PR #1653, opened 2019-11-15
Rewards/MyRewards: add etherscan link

### LINKED ISSUE #1631: Rewards/MyRewards: add etherscan link
For claimed rewards, add context menu item with etherscan link for the tx hash of the payout.

Current:
Screenshot from 2019-11-12 11-04-55

Expected:
Screenshot from 2019-11-12 11-03-07

e18r:
**TO DO before merging**
- [ ] wait for PR #1640 to be merged
- [ ] redirect this PR to `dev`

Fixes #1631

Screenshot from 2019-11-15 07-18-34

### DIFF
--- a/apps/rewards/app/components/App/App.js
+++ b/apps/rewards/app/components/App/App.js
@@ -40,6 +40,7 @@ class App extends React.Component {
     this.state = {
       selected: 0,
       tabs: [ 'Overview', 'My Rewards' ],
+      claimHashes: {},
     }
     this.updateRewards()
   }
@@ -196,8 +197,12 @@ class App extends React.Component {
   }
 
   claimReward = reward => {
-    // TODO
-    this.props.api.claimReward(reward.rewardId + reward.claims).toPromise()
+    this.props.api.claimReward(reward.rewardId + reward.claims)
+      .subscribe(claimHash => {
+        const { claimHashes } = this.state
+        claimHashes[reward.rewardId] = claimHash
+        this.setState({ claimHashes })
+      })
   }
 
   openDetailsView = reward => {
@@ -271,6 +276,7 @@ class App extends React.Component {
             myMetrics={this.props.myMetrics}
             viewReward={reward => this.viewReward(reward, true)}
             claimReward={this.claimReward}
+            claimHashes={this.state.claimHashes}
           />
         ) : (
           <Overview
--- a/apps/rewards/app/components/Content/MyRewards.js
+++ b/apps/rewards/app/components/Content/MyRewards.js
@@ -6,6 +6,7 @@ import {
   ContextMenuItem,
   DataView,
   IconCoin,
+  IconHash,
   IconView,
   Text,
   useTheme,
@@ -14,48 +15,73 @@ import {
   ONE_TIME_DIVIDEND,
   RECURRING_DIVIDEND,
   ONE_TIME_MERIT,
+  READY,
+  CLAIMED,
 } from '../../utils/constants'
 import { Empty } from '../Card'
 import Metrics from './Metrics'
-import { useAppState } from '@aragon/api-react'
+import { useAppState, useNetwork } from '@aragon/api-react'
 import BigNumber from 'bignumber.js'
-import { displayCurrency, getStatus } from '../../utils/helpers'
+import { displayCurrency, getStatus, getStatusId } from '../../utils/helpers'
+
 
 const MyRewards = ({
   myRewards,
   myMetrics,
   viewReward,
   claimReward,
+  claimHashes,
 }) => {
+  const network = useNetwork()
   const rewardsEmpty = myRewards.length === 0
+
+  const getEtherscanLink = reward => {
+    const networkName = network.id === 1 ? '' : `${network.type}.`
+    const claimHash = claimHashes[reward.rewardId]
+    const link = `https://${networkName}etherscan.io/tx/${claimHash}`
+    return link
+  }
 
   if (rewardsEmpty) {
     return <Empty noButton />
   }
 
-  const renderMenu = (reward) => (
-    <ContextMenu>
-      <StyledContextMenuItem
-        onClick={() => viewReward(reward)}
-      >
-        <IconView css={{
-          marginRight: '11px',
-          marginBottom: '2px',
-        }}/>
-        View
-      </StyledContextMenuItem>
-      {(reward.claims < reward.disbursements.length && (reward.disbursements[reward.claims] < Date.now())) && (
+  const renderMenu = (reward) => {
+    const statusId = getStatusId(reward)
+    return (
+      <ContextMenu>
         <StyledContextMenuItem
-          onClick={() => claimReward(reward)}
+          onClick={() => viewReward(reward)}
         >
-          <IconCoin css={{
+          <IconView css={{
             marginRight: '11px',
             marginBottom: '2px',
           }}/>
-        Claim
-        </StyledContextMenuItem>)}
-    </ContextMenu>
-  )
+          View reward
+        </StyledContextMenuItem>
+        {statusId === READY && (
+          <StyledContextMenuItem
+            onClick={() => claimReward(reward)}
+          >
+            <IconCoin css={{
+              marginRight: '11px',
+              marginBottom: '2px',
+            }}/>
+            Claim
+          </StyledContextMenuItem>)}
+        {statusId === CLAIMED && (
+          <StyledContextMenuItem
+            href={getEtherscanLink(reward)}
+          >
+            <IconHash css={{
+              marginRight: '11px',
+              marginBottom: '2px',
+            }}/>
+            View on Etherscan
+          </StyledContextMenuItem>)}
+      </ContextMenu>
+    )
+  }
 
   return (
     <OverviewMain>
--- a/apps/rewards/app/utils/constants.js
+++ b/apps/rewards/app/utils/constants.js
@@ -26,3 +26,6 @@ export const DISBURSEMENT_UNITS = [
   YEARS,
 ]
 export const OTHER = 'Other…'
+export const PENDING = Symbol('PENDING')
+export const READY = Symbol('READY')
+export const CLAIMED = Symbol('CLAIMED')
--- a/apps/rewards/app/utils/helpers.js
+++ b/apps/rewards/app/utils/helpers.js
@@ -2,6 +2,9 @@ import {
   ETH_DECIMALS,
   ETH_DECIMALS_NUMBER,
   RECURRING_DIVIDEND,
+  PENDING,
+  READY,
+  CLAIMED,
 } from './constants'
 import BigNumber from 'bignumber.js'
 import { IconCheck, IconCircleCheck, IconClock } from '@aragon/ui'
@@ -48,16 +51,30 @@ const ClaimedStatus = (theme) => (
   </div>
 )
 
-export const getStatus = (
-  { rewardType, timeClaimed, endDate, claims, disbursements },
-  theme
-) => {
+export const getStatusId = ({
+  rewardType,
+  timeClaimed,
+  endDate,
+  claims,
+  disbursements,
+}) => {
   if (rewardType === RECURRING_DIVIDEND)
-    return claims === disbursements.length ? ClaimedStatus(theme) : (
-      Date.now() > disbursements[claims].getTime() ? ReadyStatus(theme) :
-        PendingStatus(theme)
+    return claims === disbursements.length ? CLAIMED : (
+      Date.now() > disbursements[claims].getTime() ? READY : PENDING
     )
-  else return timeClaimed > 0 ? ClaimedStatus(theme) : (
-    Date.now() > endDate ? ReadyStatus(theme) : PendingStatus(theme)
+  else return timeClaimed > 0 ? CLAIMED : (
+    Date.now() > endDate ? READY : PENDING
   )
+}
+
+export const getStatus = (reward, theme) => {
+  const statusId = getStatusId(reward)
+  switch(statusId) {
+  case PENDING:
+    return PendingStatus(theme)
+  case READY:
+    return ReadyStatus(theme)
+  case CLAIMED:
+    return ClaimedStatus(theme)
+  }
 }


apps/rewards/app/components/App/App.js
```diff
@@ -196,8 +197,12 @@ class App extends React.Component {
   }
 
   claimReward = reward => {
-    // TODO
-    this.props.api.claimReward(reward.rewardId + reward.claims).toPromise()
+    this.props.api.claimReward(reward.rewardId + reward.claims)
+      .subscribe(claimHash => {
+        const { claimHashes } = this.state
```
e18r: Is it worth declaring a `const` here? I feel like it adds clarity to what I'm doing.

apps/rewards/app/components/Content/MyRewards.js
```diff
@@ -14,48 +16,59 @@ import {
...
   myMetrics,
   viewReward,
   claimReward,
+  claimHashes,
 }) => {
+  const network = useNetwork()
   const rewardsEmpty = myRewards.length === 0
 
+  const getEtherscanLink = reward => {
+    const networkChunk = network.id === 1 ? '' : `${network.type}.`
```
e18r: I could have used `network.type`, but I'm not sure about it's return value for mainnet. If it's `mainnet`, it's not useful because `mainnet.etherscan.io` doesn't work. The documentation is rather laconic about it, and I couldn't find code examples. In any case, checking the `id` seems more robust. Obviously, this hasn't been tested.

apps/rewards/app/components/Content/MyRewards.js
```diff
@@ -14,48 +16,59 @@ import {
...
+    const claimHash = claimHashes[reward.rewardId]
+    const link = `https://${networkChunk}etherscan.io/tx/${claimHash}`
+    return link
```
e18r: I like returning variables instead of complex expressions. It's easier to debug.

apps/rewards/app/components/Content/MyRewards.js
```diff
@@ -143,6 +156,13 @@ MyRewards.propTypes = {
   myMetrics: PropTypes.arrayOf(PropTypes.object).isRequired,
 }
 
+const StyledIcon = ({ Icon }) => (
+  <Icon style={{
+    marginRight: GU * 1.5 + 'px',
+    marginBottom: GU / 4 + 'px',
```
e18r: Originally, this was 11 and 2 pixels respectively. I made this change half-jokingly because it looks pretty awful and I'm not sure it makes sense to include `GU` in this case.

apps/rewards/app/utils/constants.js
```diff
@@ -26,3 +26,6 @@ export const DISBURSEMENT_UNITS = [
   YEARS,
 ]
 export const OTHER = 'Other…'
+export const PENDING = Symbol('PENDING')
+export const READY = Symbol('READY')
+export const CLAIMED = Symbol('CLAIMED')
```
e18r: Although we haven't used `Symbol` before, I think it's the way to go whenever possible.

apps/rewards/app/components/Content/MyRewards.js
chadoh: I'm not sure either! I guess a way to think about it is: if `GU` changed to, say, `2`, would we want this to change accordingly? If `GU` changed to `10` or even `20`, would we want that? If so, let's use GU. If we want this to always be 2px, then let's skip GU here.

apps/rewards/app/components/Content/MyRewards.js
chadoh: Can you test this and check? Does it use the user-configured setting from MetaMask?

apps/rewards/app/components/App/App.js
chadoh: I guess an alternative would be:

```js
this.setState({ claimHashes: {
  ...this.state.claimHashes,
  [reward.rewardId]: claimHash,
}})
```

I'm not sure how I feel about my formatting; hopefully eslint has opinions that we can defer to.

I don't think my suggestion or the way you wrote this read more clearly. I have questions either way!

* Do you think `claimedHashes` is a more accurate name? These are past-tense _claimed_, right? 
* `claimHashes` is initialized to an empty object, and it's only updated when a reward is claimed. If the user refreshes the page, this link will go away. Am I understanding correctly? Is that what we want?

apps/rewards/app/components/Content/MyRewards.js
```diff
@@ -14,48 +16,59 @@ import {
...
   myRewards,
   myMetrics,
   viewReward,
   claimReward,
+  claimHashes,
 }) => {
+  const network = useNetwork()
   const rewardsEmpty = myRewards.length === 0
 
+  const getEtherscanLink = reward => {
```
chadoh: Does this use any component state? If not, let's move it outside the definition of `MyRewards`.

apps/rewards/app/components/Content/MyRewards.js
```diff
@@ -14,48 +16,59 @@ import {
...
-        >
-          <IconCoin css={{
-            marginRight: '11px',
-            marginBottom: '2px',
-          }}/>
-        Claim
-        </StyledContextMenuItem>)}
-    </ContextMenu>
-  )
+  const renderMenu = (reward) => {
```
chadoh: We could also move this outside of the component, and make it a component. But that's probably out-of-scope for now.

apps/rewards/app/components/App/App.js
e18r: > `claimHashes` is initialized to an empty object, and it's only updated when a reward is claimed. If the user refreshes the page, this link will go away.
:scream:

e18r: > Do you think `claimedHashes` is a more accurate name? These are past-tense claimed, right?

You're the English native speaker, but the hashes themselves aren't the thing being claimed. Instead, the hashes refer to claims. So the `claim` in `claimHashes` is a noun rather than a verb. Still, if it doesn't sound right to you, let's consider other options: `claimsHashes` seems more accurate to me because there are many claims, but it sounds bad. Any other ideas?

e18r: > I don't think my suggestion or the way you wrote this read more clearly. I have questions either way!

To me, my way reads more clearly, although maybe I'm not being objective.

apps/rewards/app/components/Content/MyRewards.js
e18r: What I meant by this not having been tested is that it can only be tested on mainnet. Or am I missing something? What setting from Metamask? If you're wondering about the network id, there's no doubt that mainnet is 1.

apps/rewards/app/components/Content/MyRewards.js
e18r: OK, nice rule of thumb. I'm gonna skip it, then.

e18r:
After what was discussed in today's meeting, I decided to stop my current work and ask around if I'm in the right direction. I'm updating this PR's description to reflect the current state.

stellarmagnet:
I don't think we should modify the contract at this stage for this feature. Additionally, we need to figure out how important it is to keep churning on this. Nobody user requested it (iirc), so my thoughts are we close this PR and keep it as a future backlog item for Rewards.

Any time a contract change is being considered, buy-in should be received from the original contract authors and myself before commencing development work.

e18r:
@stellarmagnet There's no need to modify the contract for this, as @ottodevs kindly explained to me yesterday. Thank you for the clarification.

chadoh:
> There's a way to retrieve the transaction hash from the blockchain each time without the need to storing anything. This would be the preferred approach, I think, if it was possible. But is it?

Yes, I believe there is! I think a quick pairing session might be the best way to get you started with this; check your calendar invites 😄

e18r:
Hey @chadoh, I think I got it. Thank you so much though!

apps/rewards/app/components/Content/MyRewards.js
e18r: It does use `claimHashes` which is a prop. And also `network`, which is a hook. So not possible.

apps/rewards/app/components/Content/MyRewards.js
```diff
@@ -14,48 +16,62 @@ import {
   ONE_TIME_DIVIDEND,
   RECURRING_DIVIDEND,
   ONE_TIME_MERIT,
+  READY,
+  CLAIMED,
 } from '../../utils/constants'
 import { Empty } from '../Card'
 import Metrics from './Metrics'
-import { useAppState } from '@aragon/api-react'
+import { useAppState, useAragonApi, useNetwork } from '@aragon/api-react'
```
e18r: Can I remove the `useAppState` hook and import `appState` from `useAragonApi`? I've seen it elsewhere but I'm not 100% sure it's the same thing.

apps/rewards/app/components/Content/MyRewards.js
e18r: So `renderMenu` is used as `DataView`'s `renderEntryActions` property. According to AragonUI's [docs](https://github.com/aragon/aragon-ui/tree/master/src/components/DataView#renderentryactionsentry-index--selected-mode-), `renderEntryActions` gets a function, not a component.
Screenshot from 2019-11-27 12-19-46

Does it still make sense for it to become a component?

apps/rewards/app/components/Content/MyRewards.js
chadoh: I'd prefer we use `useCallback`, in that case.

```js
const getEtherescanLink = useCallback(reward => {
  // existing function here
}, [ claimHashes, network ])
```

Benefits:

1. The function will only be redefined if `claimHashes` or `network` change, rather than being redefined on every render of this function
2. Code clarity/communication: this helps anyone else looking at this code quickly understand what bits of component state this function relies on (`claimHashes` and `network`)

apps/rewards/app/components/Content/MyRewards.js
chadoh: I guess I'm wondering if `useNetwork()` responds to the user setting in MetaMask. If it does, then you can set MM to mainnet and then check `network.type` to see what it looks like. 

How does `useNetwork()` check what network its on, other than using MetaMask? This might be a question for @topocount or @Quazia.

apps/rewards/app/components/Content/MyRewards.js
chadoh: I still think it makes sense to move it outside. I guess we can't make it a component right now, though it might be worth opening an issue in the aragonUI repo.

apps/rewards/app/components/Content/MyRewards.js
chadoh: [Yes](https://hack.aragon.org/docs/api-js-ref-react#useappstate) 😄

They are the same, and I think I prefer always using `useAragonApi`

apps/rewards/app/components/Content/MyRewards.js
```diff
@@ -14,48 +15,62 @@ import {
...
   myMetrics,
   viewReward,
   claimReward,
+  claimHashes,
 }) => {
+  const network = useNetwork()
   const rewardsEmpty = myRewards.length === 0
+  const { api } = useAragonApi()
+  const [ user, setUser ] = useState()
+  api.accounts().subscribe(accounts => setUser(accounts[0]))
```
chadoh: Is this the same as `const { connectedAccount } = useAragonApi()`? See [docs here](https://hack.aragon.org/docs/api-js-ref-react#connectedaccount) – I think it might be.

Why include the user's address in the `claimHashes` structure? Why not add `transactionHash` to the `reward` directly, so we can get rid of this `user` logic, and simplify `getEtherescanLink` with something like:

```js
const link = `https://${networkChunk}etherscan.io/tx/${reward.transactionHash}`
```

apps/rewards/app/store/events.js
```diff
@@ -4,7 +4,12 @@ import { addressesEqual } from '../utils/web3-utils'
 import { INITIALIZATION_TRIGGER } from './'
 
 export const handleEvent = async (state, event, settings) => {
-  const { event: eventName, returnValues, address: eventAddress, } = event
+  const {
+    event: eventName,
+    returnValues,
+    address: eventAddress,
+    transactionHash,
+  } = event
```
chadoh: Can we access the network here, rather than in the frontend? We don't want the link to change, depending on which network the user is currently connected to. We want to link them to the URL where they can view the actual transaction, whichever network that happened to be on!

apps/rewards/app/components/App/App.js
chadoh: I'm leaning toward "get rid of `claimHashes` altogether," as mentioned [here](https://github.com/AutarkLabs/open-enterprise/pull/1653#discussion_r354511112) and [here](https://github.com/AutarkLabs/open-enterprise/pull/1653#discussion_r354512239). We don't have to stick with the current structure of `rewards` that we have now; we can add `transactionHash` or, better yet, `etherscanUrl` to each reward, and simplify all the logic we have here.

apps/rewards/app/components/Content/MyRewards.js
e18r: Because of the way rewards work. You create a reward, and then any token holder can claim it. Since multiple users should be able to claim a reward at any time, we need to track who claimed it. Your approach would only store the last claim, so every user would see the last claim made by any user, instead of their own claim.

apps/rewards/app/store/events.js
e18r: If you're on one network you won't see any rewards made on another network in the first place, so I think it's safe to access the network from the frontend.

apps/rewards/app/components/Content/MyRewards.js
ottodevs: That's just an interface that gets an updated value for the Aragon's api `network` observable: 
https://github.com/aragon/aragon.js/blob/e4a155ef82420147d4926756861a5bd6cd46f84f/packages/aragon-api/src/index.js#L79

It gets the value from the current provider, it can be MM or other tool injecting the provider.

e18r:
After discussing this approach with @chadoh, we realized that there's no need to create a data structure to hold the transaction IDs of every claimed disbursement for every reward, since we're doing this on a specific user's front end and we only care about this user's last claim for each reward. Instead, at the store level, we can create a Etherscan link by looking at claim events where the claimant corresponds to the current user. Since there's only one etherscan link per reward, it can be directly stored as a field in each reward object in the `rewards` data structure.

If it's not possible to obtain the current user at the store level, it can be obtain via a front end trigger. I'm going to update this PR's description with this information as well.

════

_EXERCISE:_ Go through the entries and return each line where the word "past" appears.

_REPLY TO THE TASK:_
* Do you think `claimedHashes` is a more accurate name? These are past-tense _claimed_, right? 
e18r: > Do you think `claimedHashes` is a more accurate name? These are past-tense claimed, right?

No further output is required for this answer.